## WORK TASK
Using the records below, filter for lines that contain the string "tough" and copy them out.

## Stored data
PR #3549, opened 2016-08-30
Add all, check and dist Makefile rules

strk:
These are to follow the GNU Coding Standards Makefile Targets:
https://www.gnu.org/prep/standards/html_node/Standard-Targets.html


Unknwon:
Thanks!

Issue #3557, opened 2016-08-31
Init script for (open)SuSE distributions with sysv init


Corben78:
Feature request:
Please add a (open)SuSE init script using Sys V init.

Unknwon:
Closed by https://github.com/gogits/gogs/pull/3558

PR #3558, opened 2016-08-31
Add a (Open)SuSE init script

Corben78:
Referring to #3557 here is a working init script for (open)SuSE distributions with Sys V init.


Unknwon:
Thanks!

PR #3934, opened 2023-02-01
Document BasePlotter

banesullivan:
This is not documented after #3919


pyvista/plotting/plotting.py
```diff
@@ -182,7 +182,19 @@ class BasePlotter(PickingHelper, WidgetHelper):
         Width of the border in pixels when enabled.
 
     title : str, optional
-        Window title of the scalar bar
+        Window title of the scalar bar.
```
banesullivan, line 185:
```suggestion
        Window title.
```

PR #3938, opened 2023-02-02
Drop Python 3.7

mwtoews:
According to [PEP 537](https://peps.python.org/pep-0537/), Python 3.7 will stop maintenance in June 2023. NumPy's [NEP 29](https://numpy.org/neps/nep-0029-deprecation_policy.html) dropped Python 3.7 in 2021. So it's time to drop it here too, and replace it with Python 3.11.

This PR does the following:

- Remove `typing-extensions` dependencies
- Adjust python versions in various CI workflows
- Update docs and example code
- Update versions for Trove classifiers
- Also clean-up Python 3.6 logic in pyvista/utilities/cells.py


doc/getting-started/installation.rst
```diff
@@ -3,7 +3,7 @@
 Installation
 ============
 
-PyVista is supported on Python versions 3.7+. Previous versions of Python are
+PyVista is supported on Python versions 3.8+. Previous versions of Python are
 no longer supported as outlined in `this issue`_.
 
 .. _this issue: https://github.com/pyvista/pyvista/issues/164
```
banesullivan, line 9: We should remove the reference to this issue. It's dated.

mwtoews:
should dropping VTK<9 also be included in this PR, or separately? I don't mind either way.

banesullivan:
> should dropping VTK<9 also be included in this PR, or separately? I don't mind either way.

It's impossible (or difficult rather) to use VTK<9 after dropping Python 3.7 support, so yes, IMO, we should remove all VTK8 support in PyVista when dropping support for Python 3.7. This would clean up a lot of "if VTK9: do this else: do that" logic, lazy imports, and a bit of other cruft.

@mwtoews, considering that. I want to encourage you to hold off for a bit as this will be touching a good chunk of the codebase and then may not get support/approval to merge for a while -- leaving you with a stale PR that will be tough to keep up to date.

I'm +1 for doing this months ago, but I want to make sure dropping Python 3.7 and VTK8 support has buy-in. 

I propose opening an issue to discuss this topic and, when a date is agreed upon, revisit this

banesullivan:
FYI, Python 3.11 is currently supported though not tested on CI. I'm going to add these CI workflows with the latest version of VTK (9.2.5) soon

akaszynski:
> It's impossible (or difficult rather) to use VTK<9 after dropping Python 3.7 support, so yes, IMO, we should remove all VTK8 support in PyVista when dropping support for Python 3.7. This would clean up a lot of "if VTK9: do this else: do that" logic, lazy imports, and a bit of other cruft.

I feel that dropping support for Python3.7 just means that users will be forced to use an older version of PyVista, and that's totally ok. It's opt-in and lets us keep up-to-date. If user really, absolutely need a patch fix for an older version, we can backport it, but I'm going to heavily discourage that.

Let's let the general community weigh in, but I'm happy if we want to drop support for Python 3.7 in `pyvista==0.39.0` *and* drop support for VTK<9.0 (in a separate PR but in the same release).

banesullivan:
> drop support for VTK<9.0 (in a separate PR but in the same release).

I feel VTK<9 and Python 3.7 should be dropped simultaneously.

mwtoews:
My personal take is to try and maintain no more than 4 concurrent Python minor versions. These minor versions are generally anticipated [each year](https://en.wikipedia.org/wiki/History_of_Python) (with a few exceptions), which is why the intention of this PR was to keep the number of CI workflow jobs the same (rather than increasing the CI load further). I'll pause on this PR until a consensus has been met, but would be happy to help out further when the timing is right.

MatthewFlamm:
It is starting to get very close to the EOL for 3.7 in terms of # of possible releases here.  I don't think it necessarily makes much sense to support 3.7 if it is only recommended to use for a few months.  Users of 3.7 can still use older versions of pyvista.  By the time of the next release it will easily be within 4 months from EOL, which seems like a very reasonable time frame to me.  I think numpy-style removing support 1.5+ years in advance was a bit quick.  I guess I'm saying that I'm +1 for this change or anytime in the next few months.

I don't think there are significant features in 3.8 that will greatly improve the code here, so there is no big maintenance reason from python to remove support. The biggest gain is the push to remove vtk8.  I'm surprised that we support multiple major versions of vtk here.  I doubt vtk supports changes to vtk 8 at this point, but I haven't checked.  While it currently works, it makes certain parts of the code complicated and overall lowers the velocity of changes.  We currently turn off huge portions of testing for vtk8 so it feels a bit like it already isn't supported in some ways.

I think it will be easier from a PR perspective to make these changes separately but in the same release.  This will also help as continuing the blueprint for future Python version removals.  My thought is that it will be significantly more involved to remove vtk8, so it makes sense to do this first, as it gives us the possibility to postpone it by a release in case it takes time.

banesullivan:
> try and maintain no more than 4 concurrent Python minor versions

I want to share some feedback from @prisae that I agree with:

> Given that Python changed after 3.7 from a ~1.5 year release-cadence to a ~1 year cadence, one might want to test one version more. Hence 3.7-3.11 now, later 3.8-3.12, etc.

banesullivan:
I've updated CI to use Python 3.11 in #3944. @mwtoews, you'll need to rebase this PR and remove any 3.11-related changes

tests/test_filters.py
```diff
@@ -17,10 +16,6 @@
 
 normals = ['x', 'y', '-z', (1, 1, 1), (3.3, 5.4, 0.8)]
 
-skip_py2_nobind = pytest.mark.skipif(
-    int(sys.version[0]) < 3, reason="Python 2 doesn't support binding methods"
-)
-
```
banesullivan, line 23: Oh wow, thank you for finding this... makes me wonder what other Python2 cruft we still have

mwtoews: This should be it for the cases easily identified by various `git grep` patterns to find where version checks are used. More complex try/except blocks are trickier to identify, but these should be harmless.

mwtoews:
If it also makes sense to also remove VTK8 in this PR, I can re-title and add subsequent commits to unravel this logic.

banesullivan:
> If it also makes sense to also remove VTK8 in this PR, I can re-title and add subsequent commits to unravel this logic.

IMO, the Python 3.7 drop and VTK8 drop should come as one PR and thus one commit on main but it looks like others have different views

I say charge ahead with a simultaneous Python3.7 and VTK8 removal, as that'll get my approval to merge but fair warning that others here might want to handle this differently.

I want to re-emphasize that this might not get merged for a while, and after removing VTK8 support, the diff will likely become tough to manage with other development

akaszynski:
> I think it will be easier from a PR perspective to make these changes separately but in the same release. This will also help as continuing the blueprint for future Python version removals. My thought is that it will be significantly more involved to remove vtk8, so it makes sense to do this first, as it gives us the possibility to postpone it by a release in case it takes time.

I'd like to drop 3.7 support first and then VTK 8 secondly. I agree with @MatthewFlamm in regards to providing a blueprint for future PRs. It also makes it easier to follow the blame.

banesullivan:
Fair enough! I'm on board as long as the VTK8 drop comes first

akaszynski:
@mwtoews, does that sound reasonable from your end?

mwtoews:
Good plan from my perspective, I'll hold this PR to only drop Python 3.7 or earlier logic. I don't mind rebasing this after dropping VTK8. However, it seems to me that a core dev should take a lead on that PR, as I'm not as familiar how different VTK releases are integrated with pyvista. Any takers?

akaszynski:
> I'd like to drop 3.7 support first and then VTK 8 secondly. I agree with @MatthewFlamm in regards to providing a blueprint for future PRs. It also makes it easier to follow the blame.

Looks like we did this the other way around with the merge of #4018, but I'm still fine with moving forward with this.

If there are no further issues with dropping Python 3.7 in `main` little early before it's [EOL](https://endoflife.date/python), let's merge this. When release time comes in May/June, we'll be right on time for its EOL.

akaszynski (dismissed):

pyvista/core/dataset.py
```diff
@@ -2,15 +2,9 @@
 
 import collections.abc
 from copy import deepcopy
-import sys
-from typing import Any, Dict, Iterable, Iterator, List, Optional, Tuple, Union, cast
+from typing import Any, Dict, Iterable, List, Literal, Optional, Tuple, Union, cast
```
akaszynski, line 5:
```suggestion
from typing import Any, Dict, Iterable, Iterator, List, Literal, Optional, Tuple, Union, cast
```

MatthewFlamm (approved):
LGTM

## SOLVED EXERCISE
@mwtoews, considering that. I want to encourage you to hold off for a bit as this will be touching a good chunk of the codebase and then may not get support/approval to merge for a while -- leaving you with a stale PR that will be tough to keep up to date.
I want to re-emphasize that this might not get merged for a while, and after removing VTK8 support, the diff will likely become tough to manage with other development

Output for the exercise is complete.